Turkey: Earthquake Toll Rises To 116 As Rescuers Conclude Searches
The death toll in last week’s Aegean Sea earthquake has risen to 116 as rescuers in the Turkish resort city of Izmir finished searching buildings that collapsed in the temblor. As of Wednesday, all but two those killed were in Izmir, Turkey’s third largest city. Two teenagers died on the Greek island of Samos, which lies south of the epicentre of Friday’s powerful earthquake, which registered 7.0 magnitude according to the United
States Geological Survey. Mehmet Gulluoglu, head of Turkey’s Disaster and Emergency Management Presidency, said search and rescue operations had been completed at 17 buildings that fell in Izmir. The rescue operation has been going full tilt since Friday, as rescuers pulled 107 survivors from the rubble, including some young children whose survival prompted emotional outpourings from observers and emergency
workers alike. Of the 1,035 people injured in the quake, 137 remained hospitalised on Wednesday, the Turkish agency said, and more than 4,600 tents and 17,000 beds were being used for temporary shelter. This was the deadliest quake to hit Turkey in nearly a decade. Following a cabinet meeting on Tuesday evening, Turkish President Recep Tayyip Erdogan pledged not to give up until the final person was recovered. Rescuers’

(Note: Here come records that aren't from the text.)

PR #2443, opened 2023-07-12
Flatpak updates

vchernin:
I think it's best to just remove the wrapper script entirely, there isn't a good reason to leave it lying around when it isn't used by the flathub or the github actions build.


vchernin:
@wwmm could you take a look at this PR?

wwmm:
>I think it's best to just remove the wrapper script entirely, there isn't a good reason to leave it lying around when it isn't used by the flathub or the github actions build.

I agree.

Issue #2445, opened 2023-07-13
Community Presets implementation


Digitalone1:
After reading #1771, I wanted to test presets placed in a system config folder.

In addition to the common local config `~/.config/easyeffects`, EE looks into system folders given by `g_get_system_config_dirs` (appending input/output directories): https://github.com/wwmm/easyeffects/blob/master/src/presets_manager.cpp#L34-L38

And also into `etc/easyeffects/input` and `etc/easyeffects/output`: https://github.com/wwmm/easyeffects/blob/master/src/presets_manager.cpp#L41-L42

* The first issue I encountered is that if I copy a preset into a system folder, the new preset name is not shown into the menu. But if I shut down and relaunch the application, the new presets are listed inside the menu. It seems system folders are scanned only at the application startup. @wwmm can you confirm?

* Another issue is that the menu shows the delete button for a system preset, but this does not work because the application does not have root privileges to erase the related file.

System folders could be useful in the future if someone wants to distribute community presets in a separate package. But the issues above should be addressed.

- If the presets are installed when EE is running, they should be immediately visible, not requiring to restart the application.
- System presets should net be removable from the preset menu because they are tied to the external package, so the should disappear only if the user uninstalls the package. Besides the remove button does not work for them and this is confusing for the user. Therefore we should remove the delete button for system preset entries.
- We should test what happens for double presets (files with the same name) placed in both user and system folders. I suppose the ones in user config should take the precedence.

wwmm:
> It seems system folders are scanned only at the application startup. @wwmm can you confirm?

Yes. At this moment we listen to changes only in the user folder and not in the system https://github.com/wwmm/easyeffects/blob/cf37bb3b9c692850b93f299eaeeaff874f4f75ab/src/presets_manager.cpp#L65C13-L65C13. THE problem is that while the user config is in only one place the system preset path can have multiple locations. I am not sure if creating a folder monitor for each possible path is a good approach or even a good idea from a performance point of view.

>System presets should net be removable from the preset menu because they are tied to the external package, so the should disappear only if the user uninstalls the package. Besides the remove button does not work for them and this is confusing for the user. Therefore we should remove the delete button for system preset entries.

That is why I think that community or system presets should be tied to the `import dialog`. This way the workflow forces the user to import everything to a single directory where we can actually delete files. The import dialog could point to a system path by default. And in this system path the community presets would be located for people interested in them.

[...]

PR #2482, opened 2023-08-03
Preparing for Community Presets

Digitalone1:
Implemented some of the changes suggested in #2445 

Old system folders have been removed and multiple selection has been implemented for file import in Presets menu, Convolver and RNNoise plugins.

It misses the setting of initial folder which can be done with the following: https://docs.gtk.org/gtk4/method.FileDialog.set_initial_folder.html

The problem is that I don't know where to pick the folder (which I suppose it has been declared in meson file?).

@wwmm Take a look also if there's some memory leak in the new system for multiple files import.

Fixed also the changelog that excludes the `#` since it's a character for writing comments. It seems there's no way to escape it in the current format, unless the double qouted strings are used, which is not our case because it seems we're using multilines strings.

### DIFF
--- a/include/presets_manager.hpp
+++ b/include/presets_manager.hpp
@@ -135,8 +135,6 @@ class PresetsManager {
 
   std::filesystem::path user_presets_dir, user_input_dir, user_output_dir, autoload_input_dir, autoload_output_dir;
 
-  std::vector<std::filesystem::path> system_input_dir, system_output_dir;
-
   GSettings *settings = nullptr, *soe_settings = nullptr, *sie_settings = nullptr;
 
   GFileMonitor *user_output_monitor = nullptr, *user_input_monitor = nullptr;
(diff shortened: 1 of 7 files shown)


vchernin:
For issue links I recommend putting the full url like `https://github.com/wwmm/easyeffects/issues/1000` instead of just the number. I recall that looked best in both the markdown output (i.e. CHANGELOG.md) and the appstream metainfo output.

wwmm:
>The problem is that I don't know where to pick the folder (which I suppose it has been declared in meson file?).

It is created by MEson at https://github.com/wwmm/easyeffects/blob/320d3d57ff34dd11440f6b11398895fb0fff5243/meson.build#L80. The define is put by MEson in the header `config.h` that is generated at compilation time. It is just a matter of passing `SYSTEM_PRESETS_DIR` as argument.

Digitalone1:
@wwmm I'll try to do it.

@vchernin I'll replace them.

PR #2534, opened 2023-08-23
include <numeric> for std::iota in convolver_menu_combine

nekopsykose:
specifically with clang+libc++:  

```
../src/convolver_menu_combine.cpp:69:8: error: no member named 'iota' in namespace 'std'
  std::iota(indices.begin(), indices.end(), 0U);
  ~~~~~^
1 error generated.
```

### DIFF
--- a/include/convolver_menu_combine.hpp
+++ b/include/convolver_menu_combine.hpp
@@ -21,6 +21,7 @@
 
 #include <adwaita.h>
 #include <execution>
+#include <numeric>
 #include "convolver_ui_common.hpp"
 #include "resampler.hpp"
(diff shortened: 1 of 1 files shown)


wwmm:
Thanks. Somehow gcc does not need. Which clang version is requiring the header?

nekopsykose:
in this case it's using llvm 16. i assume this isn't related to clang though, but rather libc++, since if it was purely clang then clang+libstdc++ would have the same complaint (it doesn't), and these default-header-namespace-includes are instead a c++ stdlib thing as opposed to the compiler

PR #2540, opened 2023-08-24
only use parallel stl with libcxx when available

q66:
When using the libcxx workarounds option, switch off parallel for_each when using either LLVM older than 17 or when the incomplete pstl flag is set (which is when not using `-fxperimental` at this point). This is the last piece needed to make it build with libcxx.

Ref https://github.com/wwmm/easyeffects/issues/2535

### DIFF
--- a/src/convolver_menu_combine.cpp
+++ b/src/convolver_menu_combine.cpp
@@ -68,7 +68,7 @@ void direct_conv(const std::vector<float>& a, const std::vector<float>& b, std::
 
   std::iota(indices.begin(), indices.end(), 0U);
 
-  std::for_each(std::execution::par_unseq, indices.begin(), indices.end(), [&](const int n) {
+  auto each = [&](const int n) {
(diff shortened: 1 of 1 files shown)


vchernin:
I think this is fairly reasonable, it's too much hassle to build an unreleased libc++ just to get pstl working.

q66:
I have checked the existing pstl support in stable llvm, and it has too many caveats to be practically deployable, and relies on the separate pstl runtime (which implements the algos either with a serial backend, or using tbb or openmp)

in 17 there is a completely new parallel stl infrastructure that doesn't come with separate dependencies (and can use plain old threads for the implementation, and does by default) but it's behind `-fexperimental`; so i think this is the best way to go for now

wwmm:
It is fine. Combine impulse response files will be a lot slower without the parallel call. But it doesn't seem there are many users out there using this feature anyway.

PR #2551, opened 2023-08-26
RNNoise improvements: Add options for VAD and mixing.

WillyPillow:
This patch adds the following options for RNNoise:

1. Gating via the VAD probability produced by RNNoise
2. Mixing the original signal and denoised signal to avoid sounding too "dry"

### DIFF
--- a/data/schemas/com.github.wwmm.easyeffects.rnnoise.gschema.xml
+++ b/data/schemas/com.github.wwmm.easyeffects.rnnoise.gschema.xml
@@ -15,5 +15,17 @@
         <key name="model-path" type="s">
             <default>""</default>
         </key>
+        <key name="vad-thres" type="d">
+            <range min="-0.1" max="1.1" />
+            <default>0.95</default>
+        </key>
+        <key name="wet-ratio" type="d">
+            <range min="-0.1" max="1.1" />
+            <default>1.0</default>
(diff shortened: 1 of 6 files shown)


Digitalone1:
Thanks @WillyPillow 

We use to expose wet/dry controls in the user interface as decibel. So can you please do like wet controls in other plugins? Using the db/linear conversion and preparing the widget to show the -inf under a certain threshold...

You should just copy was has been done on other similar controls. Should not be so hard. Thanks.

Also, I see the release from 0 to 2000, what unit does it use? 

Another thing, we don't use `std::cerr`. Maybe you want to use `util::debug`.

spirits were raised on Tuesday when they pulled out a 3 year old girl from the wreckage of her family home, 91 hours after the quake. The tremors were felt across western Turkey, including in Istanbul, as well as in the Greek capital of Athens. Some 1,700 aftershocks followed, 45 of which were greater than 4.0 magnitude. In Izmir, the quake reduced entire buildings to rubble or saw floors pancake in on themselves. Authorities have
detained nine people, including contractors, for questioning over the collapse of six of the buildings. Turkey has a mix of older and new buildings, often built cheap and sometimes illegally, making them incapable of withstanding earthquakes well. Regulations have been tightened to strengthen or demolish older buildings, and urban renewal is under way in several
Turkish cities. But experts say it is not happening fast enough. The country sits on top of two major fault lines and earthquakes are frequent. More than 500 people were killed in a 2011 quake in the eastern city of Van, while another in January this year killed 41 people in the eastern province of Elazig. In 1999, two powerful quakes killed 18,000 people in northwestern Turkey.